The data
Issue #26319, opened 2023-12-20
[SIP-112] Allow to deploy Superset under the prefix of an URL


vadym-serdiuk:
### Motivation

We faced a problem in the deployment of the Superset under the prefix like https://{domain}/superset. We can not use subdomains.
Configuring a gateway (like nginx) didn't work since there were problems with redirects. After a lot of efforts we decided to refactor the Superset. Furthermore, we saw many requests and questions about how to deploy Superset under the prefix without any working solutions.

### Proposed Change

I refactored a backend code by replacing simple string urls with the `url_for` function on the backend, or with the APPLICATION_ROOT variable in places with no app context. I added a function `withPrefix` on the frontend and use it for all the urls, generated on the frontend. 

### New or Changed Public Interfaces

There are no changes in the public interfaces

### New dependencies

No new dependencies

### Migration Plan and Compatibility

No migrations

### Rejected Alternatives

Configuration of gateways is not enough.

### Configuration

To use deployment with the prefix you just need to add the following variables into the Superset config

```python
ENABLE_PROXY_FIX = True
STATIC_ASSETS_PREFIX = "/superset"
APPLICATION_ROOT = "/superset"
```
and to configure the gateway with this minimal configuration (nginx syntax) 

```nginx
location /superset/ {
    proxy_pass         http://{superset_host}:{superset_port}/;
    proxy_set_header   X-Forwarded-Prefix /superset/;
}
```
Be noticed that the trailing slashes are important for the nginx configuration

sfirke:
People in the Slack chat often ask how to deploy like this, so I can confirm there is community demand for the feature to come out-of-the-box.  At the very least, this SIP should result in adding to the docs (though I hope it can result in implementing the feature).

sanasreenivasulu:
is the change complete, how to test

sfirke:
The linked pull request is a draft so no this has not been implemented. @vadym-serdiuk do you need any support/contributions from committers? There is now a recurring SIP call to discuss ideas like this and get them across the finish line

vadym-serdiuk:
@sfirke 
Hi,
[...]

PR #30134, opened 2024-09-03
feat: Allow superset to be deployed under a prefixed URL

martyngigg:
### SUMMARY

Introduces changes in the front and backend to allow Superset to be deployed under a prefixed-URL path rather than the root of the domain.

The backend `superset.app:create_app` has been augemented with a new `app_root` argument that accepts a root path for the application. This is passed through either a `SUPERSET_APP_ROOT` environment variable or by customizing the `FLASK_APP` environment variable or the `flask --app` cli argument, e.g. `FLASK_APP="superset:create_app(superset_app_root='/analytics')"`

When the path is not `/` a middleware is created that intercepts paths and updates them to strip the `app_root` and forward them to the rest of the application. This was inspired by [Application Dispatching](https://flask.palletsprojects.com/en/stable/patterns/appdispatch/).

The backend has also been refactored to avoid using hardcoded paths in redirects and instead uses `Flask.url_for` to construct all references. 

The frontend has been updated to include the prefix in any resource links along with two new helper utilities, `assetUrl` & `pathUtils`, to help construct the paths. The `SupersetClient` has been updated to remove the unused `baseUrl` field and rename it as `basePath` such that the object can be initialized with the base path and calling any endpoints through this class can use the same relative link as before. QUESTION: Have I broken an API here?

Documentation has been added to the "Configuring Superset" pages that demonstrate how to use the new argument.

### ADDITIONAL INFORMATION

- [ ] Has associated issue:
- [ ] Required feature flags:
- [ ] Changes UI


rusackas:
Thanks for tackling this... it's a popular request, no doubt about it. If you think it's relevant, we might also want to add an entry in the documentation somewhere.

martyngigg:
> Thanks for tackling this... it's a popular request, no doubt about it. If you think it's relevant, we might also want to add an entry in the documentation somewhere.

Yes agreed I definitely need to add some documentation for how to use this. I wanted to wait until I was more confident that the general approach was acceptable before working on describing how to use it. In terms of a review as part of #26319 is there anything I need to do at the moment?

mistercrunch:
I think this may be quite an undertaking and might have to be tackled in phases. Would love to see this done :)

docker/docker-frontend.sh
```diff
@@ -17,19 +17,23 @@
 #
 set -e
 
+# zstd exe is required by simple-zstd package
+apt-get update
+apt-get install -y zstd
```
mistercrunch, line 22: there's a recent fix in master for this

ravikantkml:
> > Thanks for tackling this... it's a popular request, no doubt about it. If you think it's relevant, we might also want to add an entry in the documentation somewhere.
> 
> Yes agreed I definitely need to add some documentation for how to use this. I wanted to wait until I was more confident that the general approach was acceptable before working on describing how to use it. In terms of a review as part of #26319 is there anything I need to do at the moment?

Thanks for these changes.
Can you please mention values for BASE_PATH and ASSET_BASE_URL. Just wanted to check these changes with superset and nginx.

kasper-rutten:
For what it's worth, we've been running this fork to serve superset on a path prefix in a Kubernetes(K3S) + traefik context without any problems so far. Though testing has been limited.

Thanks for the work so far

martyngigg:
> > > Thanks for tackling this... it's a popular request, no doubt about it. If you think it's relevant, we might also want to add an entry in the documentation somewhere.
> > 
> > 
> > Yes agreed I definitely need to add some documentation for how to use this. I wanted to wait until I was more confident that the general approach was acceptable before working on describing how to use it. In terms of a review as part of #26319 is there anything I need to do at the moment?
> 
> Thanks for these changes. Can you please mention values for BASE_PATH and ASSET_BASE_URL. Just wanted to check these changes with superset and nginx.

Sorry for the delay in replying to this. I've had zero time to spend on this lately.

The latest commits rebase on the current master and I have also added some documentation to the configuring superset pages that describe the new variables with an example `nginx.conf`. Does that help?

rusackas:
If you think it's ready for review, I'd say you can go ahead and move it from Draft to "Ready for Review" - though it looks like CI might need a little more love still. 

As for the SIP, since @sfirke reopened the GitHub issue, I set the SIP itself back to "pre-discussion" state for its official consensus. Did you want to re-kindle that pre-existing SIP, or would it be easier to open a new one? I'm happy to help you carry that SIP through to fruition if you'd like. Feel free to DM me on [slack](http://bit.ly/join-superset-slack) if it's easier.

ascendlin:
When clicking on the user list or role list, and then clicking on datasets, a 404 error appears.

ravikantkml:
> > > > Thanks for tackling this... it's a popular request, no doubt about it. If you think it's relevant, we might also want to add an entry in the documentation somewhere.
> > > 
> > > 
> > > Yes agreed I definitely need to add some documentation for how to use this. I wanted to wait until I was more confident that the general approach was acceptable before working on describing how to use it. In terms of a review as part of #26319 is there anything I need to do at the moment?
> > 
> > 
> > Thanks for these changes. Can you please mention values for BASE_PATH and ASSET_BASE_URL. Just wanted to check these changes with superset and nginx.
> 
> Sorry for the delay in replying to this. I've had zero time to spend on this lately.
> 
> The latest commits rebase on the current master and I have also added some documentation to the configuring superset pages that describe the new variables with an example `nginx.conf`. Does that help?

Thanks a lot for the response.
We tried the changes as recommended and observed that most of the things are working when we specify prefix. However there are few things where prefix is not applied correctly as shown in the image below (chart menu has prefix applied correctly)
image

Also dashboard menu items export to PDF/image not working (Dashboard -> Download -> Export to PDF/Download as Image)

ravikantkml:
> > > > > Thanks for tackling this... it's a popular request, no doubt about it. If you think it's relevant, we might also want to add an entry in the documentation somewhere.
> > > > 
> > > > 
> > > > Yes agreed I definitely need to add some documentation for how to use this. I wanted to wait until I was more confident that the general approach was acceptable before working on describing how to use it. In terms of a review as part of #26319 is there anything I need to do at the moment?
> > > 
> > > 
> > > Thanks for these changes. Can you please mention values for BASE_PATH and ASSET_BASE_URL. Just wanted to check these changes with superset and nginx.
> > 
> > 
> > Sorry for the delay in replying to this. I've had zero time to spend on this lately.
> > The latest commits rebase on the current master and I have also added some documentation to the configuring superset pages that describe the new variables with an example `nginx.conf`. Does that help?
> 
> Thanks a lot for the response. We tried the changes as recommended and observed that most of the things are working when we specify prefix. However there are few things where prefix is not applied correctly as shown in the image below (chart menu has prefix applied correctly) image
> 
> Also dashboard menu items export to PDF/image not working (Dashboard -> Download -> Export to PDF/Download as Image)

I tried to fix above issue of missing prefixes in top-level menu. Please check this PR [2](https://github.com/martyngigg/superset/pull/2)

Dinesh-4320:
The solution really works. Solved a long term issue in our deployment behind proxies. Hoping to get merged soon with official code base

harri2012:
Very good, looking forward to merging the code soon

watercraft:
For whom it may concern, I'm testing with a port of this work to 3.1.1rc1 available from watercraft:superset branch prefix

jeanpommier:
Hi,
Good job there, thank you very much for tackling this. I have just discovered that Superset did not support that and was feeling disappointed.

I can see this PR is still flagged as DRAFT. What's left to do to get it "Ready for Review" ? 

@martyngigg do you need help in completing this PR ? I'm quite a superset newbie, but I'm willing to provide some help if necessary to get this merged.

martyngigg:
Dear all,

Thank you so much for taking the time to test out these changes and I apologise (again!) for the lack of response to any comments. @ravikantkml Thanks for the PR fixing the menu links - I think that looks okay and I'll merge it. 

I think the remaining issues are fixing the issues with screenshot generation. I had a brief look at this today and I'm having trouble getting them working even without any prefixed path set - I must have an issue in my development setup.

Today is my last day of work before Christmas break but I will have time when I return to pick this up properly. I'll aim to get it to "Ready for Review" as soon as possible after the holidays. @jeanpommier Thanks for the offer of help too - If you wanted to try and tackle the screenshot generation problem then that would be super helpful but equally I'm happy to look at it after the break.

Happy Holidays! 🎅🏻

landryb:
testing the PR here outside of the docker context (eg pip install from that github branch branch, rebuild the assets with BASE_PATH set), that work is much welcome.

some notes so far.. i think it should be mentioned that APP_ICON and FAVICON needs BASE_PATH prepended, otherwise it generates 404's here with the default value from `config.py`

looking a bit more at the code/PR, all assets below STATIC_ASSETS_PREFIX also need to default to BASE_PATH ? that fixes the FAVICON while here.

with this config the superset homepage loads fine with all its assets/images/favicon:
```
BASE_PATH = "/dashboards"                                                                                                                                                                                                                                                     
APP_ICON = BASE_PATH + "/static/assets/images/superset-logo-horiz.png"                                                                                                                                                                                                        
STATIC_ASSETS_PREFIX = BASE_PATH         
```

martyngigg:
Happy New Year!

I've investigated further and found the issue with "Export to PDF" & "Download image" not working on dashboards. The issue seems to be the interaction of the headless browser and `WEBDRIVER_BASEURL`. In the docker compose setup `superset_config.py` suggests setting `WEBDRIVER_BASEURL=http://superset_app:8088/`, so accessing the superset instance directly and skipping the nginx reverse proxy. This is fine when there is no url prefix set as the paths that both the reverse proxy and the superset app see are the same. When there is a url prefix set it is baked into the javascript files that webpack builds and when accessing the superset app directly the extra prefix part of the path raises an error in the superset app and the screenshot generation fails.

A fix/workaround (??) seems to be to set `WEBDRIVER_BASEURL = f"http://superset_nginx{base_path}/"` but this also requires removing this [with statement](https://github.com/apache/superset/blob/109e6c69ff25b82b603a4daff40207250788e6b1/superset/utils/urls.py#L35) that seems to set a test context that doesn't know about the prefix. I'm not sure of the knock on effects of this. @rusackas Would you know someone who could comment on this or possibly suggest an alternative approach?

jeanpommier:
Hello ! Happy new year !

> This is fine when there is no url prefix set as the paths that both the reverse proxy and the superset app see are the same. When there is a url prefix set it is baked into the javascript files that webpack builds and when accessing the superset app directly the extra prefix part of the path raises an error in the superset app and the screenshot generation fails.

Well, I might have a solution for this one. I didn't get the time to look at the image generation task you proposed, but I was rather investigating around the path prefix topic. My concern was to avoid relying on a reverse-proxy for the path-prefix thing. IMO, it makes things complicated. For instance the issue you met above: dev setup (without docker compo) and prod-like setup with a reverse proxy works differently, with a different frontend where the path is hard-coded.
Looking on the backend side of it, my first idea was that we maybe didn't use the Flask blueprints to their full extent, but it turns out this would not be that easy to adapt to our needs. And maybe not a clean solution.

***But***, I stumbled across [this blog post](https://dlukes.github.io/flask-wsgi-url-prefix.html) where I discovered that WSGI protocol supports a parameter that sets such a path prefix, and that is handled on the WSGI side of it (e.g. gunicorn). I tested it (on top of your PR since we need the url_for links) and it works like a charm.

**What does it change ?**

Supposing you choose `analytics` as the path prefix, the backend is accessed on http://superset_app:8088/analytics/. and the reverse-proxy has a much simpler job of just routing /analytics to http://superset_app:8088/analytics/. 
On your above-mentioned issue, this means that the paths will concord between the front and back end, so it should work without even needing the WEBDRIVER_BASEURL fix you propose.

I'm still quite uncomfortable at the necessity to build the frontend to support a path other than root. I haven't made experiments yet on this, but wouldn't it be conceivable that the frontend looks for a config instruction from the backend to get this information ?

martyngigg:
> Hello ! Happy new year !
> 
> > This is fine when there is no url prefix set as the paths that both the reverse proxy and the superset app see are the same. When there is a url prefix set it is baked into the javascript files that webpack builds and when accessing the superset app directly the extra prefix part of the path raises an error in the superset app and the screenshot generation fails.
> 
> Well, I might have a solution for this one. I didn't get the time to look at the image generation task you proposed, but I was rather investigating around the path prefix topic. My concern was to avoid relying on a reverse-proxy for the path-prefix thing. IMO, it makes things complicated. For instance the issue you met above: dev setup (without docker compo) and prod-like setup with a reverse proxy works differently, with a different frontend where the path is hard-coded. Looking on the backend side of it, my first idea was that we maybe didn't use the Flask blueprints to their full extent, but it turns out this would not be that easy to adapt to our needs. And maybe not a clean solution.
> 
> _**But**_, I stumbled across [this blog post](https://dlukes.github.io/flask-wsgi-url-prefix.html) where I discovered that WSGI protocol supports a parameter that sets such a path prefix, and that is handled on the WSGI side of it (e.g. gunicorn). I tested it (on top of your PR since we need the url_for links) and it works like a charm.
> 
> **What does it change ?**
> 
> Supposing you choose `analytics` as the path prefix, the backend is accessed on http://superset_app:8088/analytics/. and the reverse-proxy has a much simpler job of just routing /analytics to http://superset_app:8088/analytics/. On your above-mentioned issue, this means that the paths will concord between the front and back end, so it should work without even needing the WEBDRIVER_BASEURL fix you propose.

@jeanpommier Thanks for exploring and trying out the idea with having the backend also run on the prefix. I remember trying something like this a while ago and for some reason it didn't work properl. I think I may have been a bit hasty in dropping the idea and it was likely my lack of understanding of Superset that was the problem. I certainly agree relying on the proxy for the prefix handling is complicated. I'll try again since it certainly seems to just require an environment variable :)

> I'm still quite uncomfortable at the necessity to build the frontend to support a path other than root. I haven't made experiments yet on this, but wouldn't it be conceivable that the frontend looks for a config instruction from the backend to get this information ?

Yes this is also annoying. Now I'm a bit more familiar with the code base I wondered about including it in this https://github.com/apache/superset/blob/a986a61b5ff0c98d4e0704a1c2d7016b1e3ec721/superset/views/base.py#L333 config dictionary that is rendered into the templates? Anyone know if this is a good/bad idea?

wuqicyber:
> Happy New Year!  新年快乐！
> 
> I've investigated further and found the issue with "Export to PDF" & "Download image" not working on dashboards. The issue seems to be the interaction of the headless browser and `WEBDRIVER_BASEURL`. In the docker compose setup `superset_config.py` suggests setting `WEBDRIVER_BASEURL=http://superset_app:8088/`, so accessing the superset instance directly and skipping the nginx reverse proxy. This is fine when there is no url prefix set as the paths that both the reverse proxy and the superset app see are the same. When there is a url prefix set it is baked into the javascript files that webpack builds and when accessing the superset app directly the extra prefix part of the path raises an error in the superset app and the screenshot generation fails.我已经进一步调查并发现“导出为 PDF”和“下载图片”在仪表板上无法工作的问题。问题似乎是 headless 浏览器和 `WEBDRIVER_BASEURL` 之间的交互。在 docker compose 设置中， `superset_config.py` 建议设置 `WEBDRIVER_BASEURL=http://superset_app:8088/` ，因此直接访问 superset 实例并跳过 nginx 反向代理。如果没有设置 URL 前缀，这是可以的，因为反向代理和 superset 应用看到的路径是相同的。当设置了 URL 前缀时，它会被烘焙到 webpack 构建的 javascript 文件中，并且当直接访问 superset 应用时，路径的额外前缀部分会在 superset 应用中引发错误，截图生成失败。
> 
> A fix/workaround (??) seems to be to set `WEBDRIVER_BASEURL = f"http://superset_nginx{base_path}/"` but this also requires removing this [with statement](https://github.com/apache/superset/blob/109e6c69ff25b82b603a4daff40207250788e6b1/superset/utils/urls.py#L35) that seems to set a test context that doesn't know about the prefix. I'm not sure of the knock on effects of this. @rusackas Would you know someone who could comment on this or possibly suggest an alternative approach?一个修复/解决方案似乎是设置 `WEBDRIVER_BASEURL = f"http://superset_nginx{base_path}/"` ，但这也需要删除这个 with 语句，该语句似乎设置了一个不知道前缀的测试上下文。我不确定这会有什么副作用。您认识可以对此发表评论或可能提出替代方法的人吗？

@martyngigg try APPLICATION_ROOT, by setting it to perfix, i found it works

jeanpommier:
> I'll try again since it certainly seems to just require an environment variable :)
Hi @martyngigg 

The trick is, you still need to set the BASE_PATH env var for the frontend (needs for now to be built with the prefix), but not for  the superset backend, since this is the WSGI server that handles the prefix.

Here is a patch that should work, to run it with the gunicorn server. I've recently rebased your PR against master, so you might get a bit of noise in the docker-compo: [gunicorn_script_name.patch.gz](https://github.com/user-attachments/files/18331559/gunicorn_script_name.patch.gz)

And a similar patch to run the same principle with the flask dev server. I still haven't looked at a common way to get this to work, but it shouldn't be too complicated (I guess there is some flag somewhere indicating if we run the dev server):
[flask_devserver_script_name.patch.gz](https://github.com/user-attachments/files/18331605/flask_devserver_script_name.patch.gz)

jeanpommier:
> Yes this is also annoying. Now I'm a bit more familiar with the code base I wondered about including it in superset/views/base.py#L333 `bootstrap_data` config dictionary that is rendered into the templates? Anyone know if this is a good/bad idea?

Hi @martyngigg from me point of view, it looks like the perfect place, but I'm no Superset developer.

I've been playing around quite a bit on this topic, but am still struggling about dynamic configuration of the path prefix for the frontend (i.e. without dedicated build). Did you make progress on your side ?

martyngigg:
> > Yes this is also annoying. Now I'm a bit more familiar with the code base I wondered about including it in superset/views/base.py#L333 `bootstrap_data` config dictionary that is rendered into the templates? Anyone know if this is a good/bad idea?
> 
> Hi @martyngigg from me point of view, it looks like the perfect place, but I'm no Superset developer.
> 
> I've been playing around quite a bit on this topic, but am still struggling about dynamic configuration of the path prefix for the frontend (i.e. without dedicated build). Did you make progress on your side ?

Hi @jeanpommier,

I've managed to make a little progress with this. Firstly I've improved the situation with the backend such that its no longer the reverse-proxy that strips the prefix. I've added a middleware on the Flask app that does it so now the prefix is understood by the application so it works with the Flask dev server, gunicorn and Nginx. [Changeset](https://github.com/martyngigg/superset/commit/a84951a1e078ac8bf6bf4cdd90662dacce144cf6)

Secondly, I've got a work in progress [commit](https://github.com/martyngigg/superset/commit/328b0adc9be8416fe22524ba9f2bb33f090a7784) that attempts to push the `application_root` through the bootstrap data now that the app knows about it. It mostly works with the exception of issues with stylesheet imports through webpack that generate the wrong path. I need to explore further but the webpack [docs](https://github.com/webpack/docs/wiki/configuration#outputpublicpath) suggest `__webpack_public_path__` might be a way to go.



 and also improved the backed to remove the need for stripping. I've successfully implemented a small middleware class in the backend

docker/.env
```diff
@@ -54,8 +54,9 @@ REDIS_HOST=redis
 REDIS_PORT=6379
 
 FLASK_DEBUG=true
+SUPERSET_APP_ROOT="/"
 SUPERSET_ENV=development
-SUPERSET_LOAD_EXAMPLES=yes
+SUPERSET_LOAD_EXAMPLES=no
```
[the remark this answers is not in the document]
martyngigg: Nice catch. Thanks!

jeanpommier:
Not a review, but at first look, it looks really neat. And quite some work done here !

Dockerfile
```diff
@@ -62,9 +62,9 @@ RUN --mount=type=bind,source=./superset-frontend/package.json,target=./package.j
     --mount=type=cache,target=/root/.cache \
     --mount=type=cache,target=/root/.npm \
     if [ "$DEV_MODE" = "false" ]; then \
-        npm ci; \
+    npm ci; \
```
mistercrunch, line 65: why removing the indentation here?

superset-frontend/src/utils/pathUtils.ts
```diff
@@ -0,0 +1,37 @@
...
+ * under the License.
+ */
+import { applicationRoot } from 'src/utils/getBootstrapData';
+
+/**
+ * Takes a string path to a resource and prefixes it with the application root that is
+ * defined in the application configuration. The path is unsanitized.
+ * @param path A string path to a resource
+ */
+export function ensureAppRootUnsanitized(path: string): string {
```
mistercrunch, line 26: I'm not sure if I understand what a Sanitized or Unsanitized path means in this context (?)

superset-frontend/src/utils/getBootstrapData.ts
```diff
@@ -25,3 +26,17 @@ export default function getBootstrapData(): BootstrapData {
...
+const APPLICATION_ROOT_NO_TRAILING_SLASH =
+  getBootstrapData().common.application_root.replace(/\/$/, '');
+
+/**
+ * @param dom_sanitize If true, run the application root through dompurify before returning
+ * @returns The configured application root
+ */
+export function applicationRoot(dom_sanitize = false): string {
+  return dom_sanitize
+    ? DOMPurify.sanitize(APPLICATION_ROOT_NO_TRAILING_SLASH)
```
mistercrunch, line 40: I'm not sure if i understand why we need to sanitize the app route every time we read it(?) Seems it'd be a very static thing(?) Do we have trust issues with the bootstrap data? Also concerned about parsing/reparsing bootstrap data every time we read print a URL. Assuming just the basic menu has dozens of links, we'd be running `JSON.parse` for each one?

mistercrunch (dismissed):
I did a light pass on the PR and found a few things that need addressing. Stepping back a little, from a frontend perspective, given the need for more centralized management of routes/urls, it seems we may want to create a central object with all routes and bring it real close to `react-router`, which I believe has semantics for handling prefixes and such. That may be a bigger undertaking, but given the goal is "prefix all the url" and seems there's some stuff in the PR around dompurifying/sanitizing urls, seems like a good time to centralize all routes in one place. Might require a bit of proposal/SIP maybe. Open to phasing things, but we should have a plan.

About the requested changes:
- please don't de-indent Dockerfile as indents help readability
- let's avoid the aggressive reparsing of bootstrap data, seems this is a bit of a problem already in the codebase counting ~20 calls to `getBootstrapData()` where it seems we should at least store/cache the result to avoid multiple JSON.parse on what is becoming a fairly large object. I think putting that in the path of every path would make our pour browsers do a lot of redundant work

Problem statement
Write down, word for word, the lines above from the one containing "superset-frontend/src/utils/getBootstrapData.ts" through the one containing "About the requested", both ends included.

Problem solution
superset-frontend/src/utils/getBootstrapData.ts
```diff
@@ -25,3 +26,17 @@ export default function getBootstrapData(): BootstrapData {
...
+const APPLICATION_ROOT_NO_TRAILING_SLASH =
+  getBootstrapData().common.application_root.replace(/\/$/, '');
+
+/**
+ * @param dom_sanitize If true, run the application root through dompurify before returning
+ * @returns The configured application root
+ */
+export function applicationRoot(dom_sanitize = false): string {
+  return dom_sanitize
+    ? DOMPurify.sanitize(APPLICATION_ROOT_NO_TRAILING_SLASH)
```
mistercrunch, line 40: I'm not sure if i understand why we need to sanitize the app route every time we read it(?) Seems it'd be a very static thing(?) Do we have trust issues with the bootstrap data? Also concerned about parsing/reparsing bootstrap data every time we read print a URL. Assuming just the basic menu has dozens of links, we'd be running `JSON.parse` for each one?

mistercrunch (dismissed):
I did a light pass on the PR and found a few things that need addressing. Stepping back a little, from a frontend perspective, given the need for more centralized management of routes/urls, it seems we may want to create a central object with all routes and bring it real close to `react-router`, which I believe has semantics for handling prefixes and such. That may be a bigger undertaking, but given the goal is "prefix all the url" and seems there's some stuff in the PR around dompurifying/sanitizing urls, seems like a good time to centralize all routes in one place. Might require a bit of proposal/SIP maybe. Open to phasing things, but we should have a plan.

About the requested changes:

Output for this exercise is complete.